Entries taken from a collection
************
PR #358, opened 2026-07-08
feat(L2): add system address refunding to FeeDisburser

0xth4nh:
Closes CHAIN-4644

## What changed?

\`FeeDisburser\` now tops up a configurable set of L2 system addresses before bridging the remaining fees to L1. Previously, the full collected balance was always bridged.

Specifically:
- \`disburseFees()\` iterates over configured system addresses after vault withdrawals and before bridging. Each address is refilled up to its target balance via \`SafeCall.send\` (non-reverting — a failing recipient does not abort the rest).
- \`setSystemAddresses(address payable[], uint256[])\` added — ProxyAdmin-gated setter for the system address/target-balance config. Validates: ≤20 entries, equal-length arrays, no \`address(0)\`, no zero target. Passing empty arrays clears the config and disables refunding.
- \`nonReentrantDisbursement\` modifier added — custom reentrancy guard, not OZ's \`ReentrancyGuardUpgradeable\`. OZ cannot be used here because \`FeeDisburser\` is an upgradeable proxy with existing deployed storage; inheriting \`ReentrancyGuardUpgradeable\` would prepend its \`_status\` slot to the layout, shifting every existing variable and corrupting proxy storage on upgrade. Instead, \`_disburseFeesEntered\` is appended after the existing storage slots. It uses 1/2 sentinels (not 0/1/0) so the slot stays nonzero after first use, keeping subsequent SSTOREs warm; \`0\` (uninitialized proxy slot) is treated as not-entered.
- \`FeeDisburser\` now inherits \`ProxyAdminOwnedBase\` (provides \`_assertOnlyProxyAdmin\` — reads the EIP-1967 admin slot directly, compatible with the raw L2-alias admin used in production without requiring a \`ProxyAdmin\` contract).
- New events: \`ProcessedFunds(systemAddress, success, balanceNeeded, balanceSent)\`, \`SystemAddressesUpdated(systemAddressCount)\`.
- New errors: \`ArrayLengthMismatch\`, \`TooManySystemAddresses\`, \`ZeroTargetBalance\`, \`ReentrantCall\`.
- If refunds consume the entire balance, \`FeesDisbursed(time, 0, 0)\` is emitted and \`lastDisbursementTime\` is still updated (disbursement did occur, just nothing left to bridge).
- Version bumped \`1.0.0\` → \`1.1.0\`.

Mirrors the existing \`BalanceTracker\` pattern on L1 (\`src/L1/BalanceTracker.sol\`).

## Why?

L2 system addresses currently must be funded out-of-band, independently of the fee collection cycle. Routing a first-priority top-up through \`FeeDisburser\` (same contract that already holds all collected fees) eliminates that operational dependency and keeps the L1 and L2 funding patterns consistent.

## How to test?

```bash
forge test --match-path test/L2/FeeDisburser.t.sol -vvv
```

Tests cover:
1. **Full refund** — system address reaches target, remainder bridges to L1.
2. **Partial refund (insufficient funds)** — target exceeds available balance; system address receives all available funds, nothing bridged.
3. **Skip when already at target** — \`ProcessedFunds(addr, false, 0, 0)\` emitted, full balance bridges.
4. **Reverting recipient** — recipient reverts on receive; \`SafeCall.send\` catches it, \`success=false\` emitted, full balance still bridges.
5. **Reentrancy blocked** — system address calls back into \`disburseFees()\` on receive; inner call reverts with \`ReentrantCall()\`, caught by \`SafeCall\`, outer call completes normally.
6. **Multiple system addresses** — correct ordering and cumulative deduction from fee balance.
7. **Clear config** — passing empty arrays succeeds and disables refunding.
8. **\`setSystemAddresses\` access control** — non-ProxyAdmin caller reverts.

### DIFF
--- a/src/L2/FeeDisburser.sol
+++ b/src/L2/FeeDisburser.sol
@@ -7,12 +7,11 @@ import { ISemver } from "interfaces/universal/ISemver.sol";
 import { Predeploys } from "src/libraries/Predeploys.sol";
 import { SafeCall } from "src/libraries/SafeCall.sol";
 import { Initializable } from "src/vendor/Initializable.sol";
-import { ReentrancyGuard } from "lib/solady/src/utils/ReentrancyGuard.sol";
 
 /// @custom:proxied true
 /// @title FeeDisburser
 /// @notice Withdraws funds from system FeeVault contracts and bridges to L1.
-contract FeeDisburser is Initializable, ReentrancyGuard, ISemver {
+contract FeeDisburser is Initializable, ISemver {
     ////////////////////////////////////////////////////////////////
     ///                     Constants
     ////////////////////////////////////////////////////////////////
@@ -44,6 +43,9 @@ contract FeeDisburser is Initializable, ReentrancyGuard, ISemver {
     /// @notice Previously tracked the aggregate net fee revenue (sum of sequencer and base fees).
     ///         This variable is deprecated and its value should not be relied upon.
     uint256 public netFeeRevenue;
+
+    /// @notice Reentrancy guard status for disburseFees.
+    uint256 private _disburseFeesEntered;
 
     /// @notice The L2 system addresses being funded.
     address payable[] public systemAddresses;
@@ -110,6 +112,23 @@ contract FeeDisburser is Initializable, ReentrancyGuard, ISemver {
     /// @notice Thrown when a system address target balance is zero.
     error ZeroTargetBalance();
 
+    /// @notice Thrown when disburseFees is reentered.
+    error ReentrantCall();
+
+    ////////////////////////////////////////////////////////////////
+    ///                       Modifiers
+    ////////////////////////////////////////////////////////////////
+
+    /// @notice Prevents reentrancy into disburseFees while preserving the existing storage layout.
+    ///         Uses 1/2 sentinel values so the slot stays nonzero after first use, keeping
+    ///         subsequent SSTOREs warm. Uninitialized (0) is treated as not-entered.
+    modifier nonReentrantDisbursement() {
+        if (_disburseFeesEntered == 2) revert ReentrantCall();
+        _disburseFeesEntered = 2;
+        _;
+        _disburseFeesEntered = 1;
+    }
+
     ////////////////////////////////////////////////////////////////
     ///                     Constructor
     ////////////////////////////////////////////////////////////////
@@ -131,7 +150,7 @@ contract FeeDisburser is Initializable, ReentrancyGuard, ISemver {
     ////////////////////////////////////////////////////////////////
 
     /// @notice Withdraws funds from FeeVaults and bridges to L1.
-    function disburseFees() external virtual nonReentrant {
+    function disburseFees() external virtual nonReentrantDisbursement {
         if (block.timestamp < lastDisbursementTime + FEE_DISBURSEMENT_INTERVAL) revert IntervalNotReached();
 
         // Sequencer, base, and L1 FeeVaults will withdraw fees to the FeeDisburser contract.
--- a/src/L2/FeeDisburser.sol
+++ b/src/L2/FeeDisburser.sol
@@ -78,7 +78,8 @@ contract FeeDisburser is ProxyAdminOwnedBase, ISemver {
     /// @param systemAddress The system address being funded.
     /// @param success       A boolean denoting whether a fund send occurred and its success or failure.
     /// @param balanceNeeded The amount of funds the given system address needs to reach its target balance.
-    /// @param balanceSent   The amount of funds sent to the system address.
+    /// @param balanceSent   The amount of funds attempted to be sent. When success is false, the
+    ///                      recipient rejected the transfer and no funds were actually received.
     event ProcessedFunds(
         address indexed systemAddress, bool indexed success, uint256 balanceNeeded, uint256 balanceSent
     );
@@ -110,9 +111,6 @@ contract FeeDisburser is ProxyAdminOwnedBase, ISemver {
     /// @notice Thrown when system address and target balance array lengths do not match.
     error ArrayLengthMismatch();
 
-    /// @notice Thrown when system address configuration is empty.
-    error EmptySystemAddresses();
-
     /// @notice Thrown when system address configuration exceeds the maximum length.
     error TooManySystemAddresses();
 
@@ -127,11 +125,13 @@ contract FeeDisburser is ProxyAdminOwnedBase, ISemver {
     ////////////////////////////////////////////////////////////////
 
     /// @notice Prevents reentrancy into disburseFees while preserving the existing storage layout.
+    ///         Uses 1/2 sentinel values so the slot stays nonzero after first use, keeping
+    ///         subsequent SSTOREs warm. Uninitialized (0) is treated as not-entered.
     modifier nonReentrantDisbursement() {
-        if (_disburseFeesEntered != 0) revert ReentrantCall();
-        _disburseFeesEntered = 1;
+        if (_disburseFeesEntered == 2) revert ReentrantCall();
+        _disburseFeesEntered = 2;
         _;
-        _disburseFeesEntered = 0;
+        _disburseFeesEntered = 1;
     }
 
     ////////////////////////////////////////////////////////////////
@@ -199,8 +199,9 @@ contract FeeDisburser is ProxyAdminOwnedBase, ISemver {
     }
 
     /// @notice Configures the L2 system addresses to refund and their target balances.
+    ///         Passing empty arrays clears the configuration and disables refunding.
     ///
-    /// @dev Callable only by the ProxyAdmin owner.
+    /// @dev Callable only by the ProxyAdmin.
     ///
     /// @param systemAddresses_ The system addresses being funded.
     /// @param targetBalances_  The target balances for system addresses.
@@ -214,7 +215,6 @@ contract FeeDisburser is ProxyAdminOwnedBase, ISemver {
         _assertOnlyProxyAdmin();
 
         uint256 systemAddressesLength = systemAddresses_.length;
-        if (systemAddressesLength == 0) revert EmptySystemAddresses();
         if (systemAddressesLength > MAX_SYSTEM_ADDRESS_COUNT) revert TooManySystemAddresses();
         if (systemAddressesLength != targetBalances_.length) revert ArrayLengthMismatch();
 
@@ -250,7 +250,7 @@ contract FeeDisburser is ProxyAdminOwnedBase, ISemver {
     ///
     /// @param systemAddress The system address being funded.
     /// @param targetBalance The target balance for the system address being funded.
-    function _refillBalanceIfNeeded(address systemAddress, uint256 targetBalance) internal virtual {
+    function _refillBalanceIfNeeded(address systemAddress, uint256 targetBalance) internal {
         uint256 systemAddressBalance = systemAddress.balance;
         if (systemAddressBalance >= targetBalance) {
             emit ProcessedFunds({ systemAddress: systemAddress, success: false, balanceNeeded: 0, balanceSent: 0 });
--- a/src/L2/FeeDisburser.sol
+++ b/src/L2/FeeDisburser.sol
@@ -7,12 +7,12 @@ import { ISemver } from "interfaces/universal/ISemver.sol";
 import { Predeploys } from "src/libraries/Predeploys.sol";
 import { SafeCall } from "src/libraries/SafeCall.sol";
 import { Initializable } from "src/vendor/Initializable.sol";
-import { ProxyAdminOwnedBase } from "src/universal/ProxyAdminOwnedBase.sol";
+import { ReentrancyGuard } from "lib/solady/src/utils/ReentrancyGuard.sol";
 
 /// @custom:proxied true
 /// @title FeeDisburser
 /// @notice Withdraws funds from system FeeVault contracts and bridges to L1.
-contract FeeDisburser is Initializable, ProxyAdminOwnedBase, ISemver {
+contract FeeDisburser is Initializable, ReentrancyGuard, ISemver {
     ////////////////////////////////////////////////////////////////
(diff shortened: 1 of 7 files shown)


cb-heimdall:
<table>
<tr>
<th>Requirement</th>
<th>Status</th>
<th>More Info</th>
</tr>
<tr>
<td>Reviews</td>
<td>
✅
<code>1/1</code>
</td>
<td>
<details>
<table>
<tr>
<td>
<details>
<table>
<tr>
<td>0</td>
</tr>
<tr>
<td>0</td>
</tr>
<tr>
<td>0</td>
</tr>
<tr>
<td>
</td>
<td>1</td>
</tr>
<tr>
<td>
<details>
<table>
<tr>
<td><strong>Max</strong></td>
<td><strong>0</strong></td>
</tr>
</table>
</details>
</td>
<td>0</td>
</tr>
<tr>
<td>
From <code>CODEOWNERS</code>
</td>
<td>0</td>
</tr>
<tr>
<td>Global minimum</td>
<td>0</td>
</tr>
<tr>
<td><strong>Max</strong></td>
<td>
<strong>
1
</strong>
</td>
</tr>
</table>
</details>
</td>
<td>1</td>
</tr>
<tr>
<td>0</td>
</tr>
<tr>
<td><strong>Sum</strong></td>
<td><strong>1</strong></td>
</tr>
</table>
</details>
</td>
</tr>
</table>

src/L2/FeeDisburser.sol
```diff
@@ -39,6 +44,15 @@ contract FeeDisburser is ISemver {
     ///         This variable is deprecated and its value should not be relied upon.
     uint256 public netFeeRevenue;
 
+    /// @notice Reentrancy guard status for disburseFees.
+    uint256 private _disburseFeesEntered;
```
jackchuma, line 49: **[P1] Regenerate FeeDisburser snapshots**

Because this change adds storage, ABI entries, and a new semver for FeeDisburser, the generated snapshots are now stale: `snapshots/semver-lock.json` still has the old FeeDisburser hashes, and the ABI/storage layout snapshots do not include these new members. CI runs `just semver-lock` and will fail with a dirty `snapshots/semver-lock.json` until the snapshots are regenerated.

src/L2/FeeDisburser.sol
```diff
@@ -117,24 +173,98 @@ contract FeeDisburser is ISemver {
...
+    /// @param systemAddresses_ The system addresses being funded.
+    /// @param targetBalances_  The target balances for system addresses.
+    function setSystemAddresses(
+        address payable[] memory systemAddresses_,
+        uint256[] memory targetBalances_
+    )
+        external
+        virtual
+    {
+        _assertOnlyProxyAdmin();
```
jackchuma: **[P2] Allow the proxy admin owner to update the config**

When FeeDisburser is called through the repo's transparent proxy, normal governance calls come from the ProxyAdmin owner and are delegated through the proxy, while the admin slot contains the ProxyAdmin contract itself. `_assertOnlyProxyAdmin()` rejects those owner calls, and `ProxyAdmin` has no generic call method other than `upgradeAndCall`, so after the upgrade this mutable configuration cannot be updated or cleared through the standard admin flow.

jackchuma (dismissed):
The patch leaves required generated snapshots stale, which will fail repository checks, and the new setter is not reachable through the standard proxy admin owner flow. These should be fixed before the change is considered correct.

src/L2/FeeDisburser.sol
```diff
@@ -117,24 +173,98 @@ contract FeeDisburser is ISemver {
...
+    }
+
+    /// @notice Configures the L2 system addresses to refund and their target balances.
+    ///         Passing empty arrays clears the configuration and disables refunding.
+    ///
+    /// @dev Callable only by the ProxyAdmin.
+    ///
+    /// @param systemAddresses_ The system addresses being funded.
+    /// @param targetBalances_  The target balances for system addresses.
+    function setSystemAddresses(
```
jackchuma: Would prefer for this to be an initialize function so this only gets set during upgrades. Similar to how BalanceTracker is set up

test/L2/FeeDisburser.t.sol
```diff
@@ -6,7 +6,27 @@ import { Test } from "lib/forge-std/src/Test.sol";
...
+contract ReentrantReceiver {
+    FeeDisburser public target;
+
+    constructor(FeeDisburser _target) {
+        target = _target;
+    }
+
+    receive() external payable {
+        target.disburseFees();
+    }
```
jackchuma: `ReentrantReceiver` stores the target only so `receive()` can call back into it. Since the sender of the ETH transfer is the `FeeDisburser`, the test contract can call `FeeDisburser(payable(msg.sender)).disburseFees()` directly and avoid the state variable plus constructor.

  Suggested simplification: make `ReentrantReceiver` stateless

test/L2/FeeDisburser.t.sol
```diff
@@ -6,7 +6,27 @@ import { Test } from "lib/forge-std/src/Test.sol";
...
+}
+
+contract RevertingReceiver {
+    receive() external payable {
+        revert();
+    }
+}
```
jackchuma: This reverting receiver contract exists only to make a payable call fail. Foundry can model that directly without another helper contract.

  Suggested simplification: use `vm.mockCallRevert(...)` for the recipient instead of deploying `RevertingReceiver`

test/L2/FeeDisburser.t.sol
```diff
@@ -768,4 +818,307 @@ contract FeeDisburserTest is Test {
...
+
+    function test_disburseFees_success_systemAddressRefunded() public {
+        uint256 feeAmount = 10 ether;
+        uint256 targetBal = 2 ether;
+
+        (address payable[] memory addrs, uint256[] memory balances) = _makeSingleConfig(SYSTEM_ADDR, targetBal);
+        _setSystemAddresses(addrs, balances);
+
+        _mockVaultWithdrawal(Predeploys.SEQUENCER_FEE_WALLET, feeAmount);
+        vm.deal(Predeploys.BASE_FEE_VAULT, 0);
```
jackchuma: Several new refund tests repeatedly set `BASE_FEE_VAULT` and `L1_FEE_VAULT` balances to zero even though each test starts from fresh state and those balances are already zero unless explicitly funded. The repeated setup makes the important part of each test harder to see.

  Suggested simplification: delete the repeated zeroing lines and only set balances for vaults that matter to the test

test/L2/FeeDisburser.t.sol
```diff
@@ -768,4 +818,307 @@ contract FeeDisburserTest is Test {
...
+        emit ProcessedFunds(SYSTEM_ADDR, false, 0, 0);
+
+        _expectFeesDisbursed(feeAmount);
+
+        feeDisburser.disburseFees();
+
+        assertEq(SYSTEM_ADDR.balance, targetBal);
+    }
+
+    function test_disburseFees_success_allFundsConsumedByRefund() public {
```
jackchuma: `test_disburseFees_success_allFundsConsumedByRefund` and `test_disburseFees_success_partialRefundDueToLowBalance` cover the same branch: the refund consumes all available FeeDisburser ETH, no bridge call is made, and `FeesDisbursed(0)` is emitted. The second test is the more general version because it also covers an address with a starting balance.

  Suggested simplification: keep the partial-refund test and delete the all-funds-consumed variant

src/L2/FeeDisburser.sol
0xth4nh: Fixed — snapshots regenerated.

src/L2/FeeDisburser.sol
0xth4nh: Fixed — replaced `setSystemAddresses` with `initialize(...) reinitializer(2)`. Config is now set atomically via `upgradeAndCall`, so access control is handled by the upgrade mechanism itself.

src/L2/FeeDisburser.sol
0xth4nh: Fixed — done as part of P2.

test/L2/FeeDisburser.t.sol
0xth4nh: Fixed.

test/L2/FeeDisburser.t.sol
0xth4nh: Fixed — using `vm.mockCallRevert` instead.

test/L2/FeeDisburser.t.sol
0xth4nh: Fixed.

test/L2/FeeDisburser.t.sol
0xth4nh: Fixed — deleted `allFundsConsumedByRefund`.

src/L2/FeeDisburser.sol
```diff
@@ -117,24 +168,92 @@ contract FeeDisburser is ISemver {
...
+    ///         Called via upgradeAndCall when upgrading to this version.
+    ///
+    /// @param systemAddresses_ The system addresses being funded.
+    /// @param targetBalances_  The target balances for system addresses.
+    function initialize(
+        address payable[] memory systemAddresses_,
+        uint256[] memory targetBalances_
+    )
+        external
+        reinitializer(2)
```
jackchuma, line 202: Restrict one-time fee recipient initialization. If this proxy is upgraded or deployed without executing this initializer in the same transaction, any account can call the public reinitializer first, permanently consume version 2, and set `systemAddresses`/`targetBalances` to addresses they control; subsequent `disburseFees` calls will top those addresses up before bridging fees. This should be limited to the ProxyAdmin/owner or otherwise made impossible to front-run

src/L2/FeeDisburser.sol
```diff
@@ -117,24 +168,92 @@ contract FeeDisburser is ISemver {
...
+
+        uint256 systemAddressesLength = systemAddresses.length;
+        for (uint256 i; i < systemAddressesLength;) {
+            _refillBalanceIfNeeded({ systemAddress: systemAddresses[i], targetBalance: targetBalances[i] });
+            unchecked {
+                i++;
+            }
+        }
+
+        uint256 bridgeBalance = address(this).balance;
```
jackchuma, line 179: nit: the zero-bridge case has its own early return, but it emits the same event shape as the normal path with `bridgeBalance == 0`. You can avoid the duplicated `FeesDisbursed` path by only guarding the bridge call:

```solidity
  uint256 bridgeBalance = address(this).balance;
  if (bridgeBalance != 0) {
      IL2StandardBridge(payable(Predeploys.L2_STANDARD_BRIDGE)).bridgeETHTo{ value: bridgeBalance }(
          L1_WALLET, WITHDRAWAL_MIN_GAS, bytes("")
      );
  }

  emit FeesDisbursed(disbursementTime, 0, bridgeBalance);
```

test/L2/FeeDisburser.t.sol
```diff
@@ -768,4 +792,220 @@ contract FeeDisburserTest is Test {
...
+    }
+
+    function test_initialize_revert_tooManySystemAddresses() public {
+        uint256 n = feeDisburser.MAX_SYSTEM_ADDRESS_COUNT() + 1;
+        address payable[] memory addrs = new address payable[](n);
+        uint256[] memory balances = new uint256[](n);
+        for (uint256 i; i < n; i++) {
+            addrs[i] = payable(address(uint160(0x6000 + i)));
+            balances[i] = 1 ether;
+        }
```
jackchuma: nit: this test expects `TooManySystemAddresses`, which happens before the initializer reads any array values. Filling every address and balance makes the test look like it depends on valid contents, but it only depends on length. These lines can be deleted

test/L2/FeeDisburser.t.sol
```diff
@@ -768,4 +792,220 @@ contract FeeDisburserTest is Test {
...
+
+        vm.expectRevert(FeeDisburser.TooManySystemAddresses.selector);
+        feeDisburser.initialize(addrs, balances);
+    }
+
+    function test_initialize_revert_arrayLengthMismatch() public {
```
jackchuma, line 867: Populating the arrays in this test is unnecessary since only the length mismatch is what is tested

src/L2/FeeDisburser.sol
0xth4nh: Fixed.

src/L2/FeeDisburser.sol
0xth4nh: Fixed.

test/L2/FeeDisburser.t.sol
0xth4nh: Fixed.

test/L2/FeeDisburser.t.sol
0xth4nh: Fixed.

src/L2/FeeDisburser.sol
```diff
@@ -117,24 +169,93 @@ contract FeeDisburser is ISemver {
             return;
         }
 
-        lastDisbursementTime = block.timestamp;
+        uint256 disbursementTime = block.timestamp;
```
jackchuma: nit: `block.timestamp` is fixed for the transaction, so disbursementTime is only an alias used to assign storage and emit the event. Assign `lastDisbursementTime = block.timestamp` and emit `block.timestamp` directly to remove the temporary variable

src/L2/FeeDisburser.sol
jackchuma: nit: `feeBalance` is only used for the immediately following zero-balance check. Nothing can change this contract’s balance between the assignment and condition, so `if (address(this).balance == 0)` removes a local without changing behavior

src/L2/FeeDisburser.sol
0xth4nh: Fixed.

src/L2/FeeDisburser.sol
0xth4nh: Fixed.

jackchuma (approved):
************
Look through the entries above; find each line with the word "nonReentrantDisbursement" and copy it.

- \`nonReentrantDisbursement\` modifier added — custom reentrancy guard, not OZ's \`ReentrancyGuardUpgradeable\`. OZ cannot be used here because \`FeeDisburser\` is an upgradeable proxy with existing deployed storage; inheriting \`ReentrancyGuardUpgradeable\` would prepend its \`_status\` slot to the layout, shifting every existing variable and corrupting proxy storage on upgrade. Instead, \`_disburseFeesEntered\` is appended after the existing storage slots. It uses 1/2 sentinels (not 0/1/0) so the slot stays nonzero after first use, keeping subsequent SSTOREs warm; \`0\` (uninitialized proxy slot) is treated as not-entered.
+    modifier nonReentrantDisbursement() {
+    function disburseFees() external virtual nonReentrantDisbursement {
     modifier nonReentrantDisbursement() {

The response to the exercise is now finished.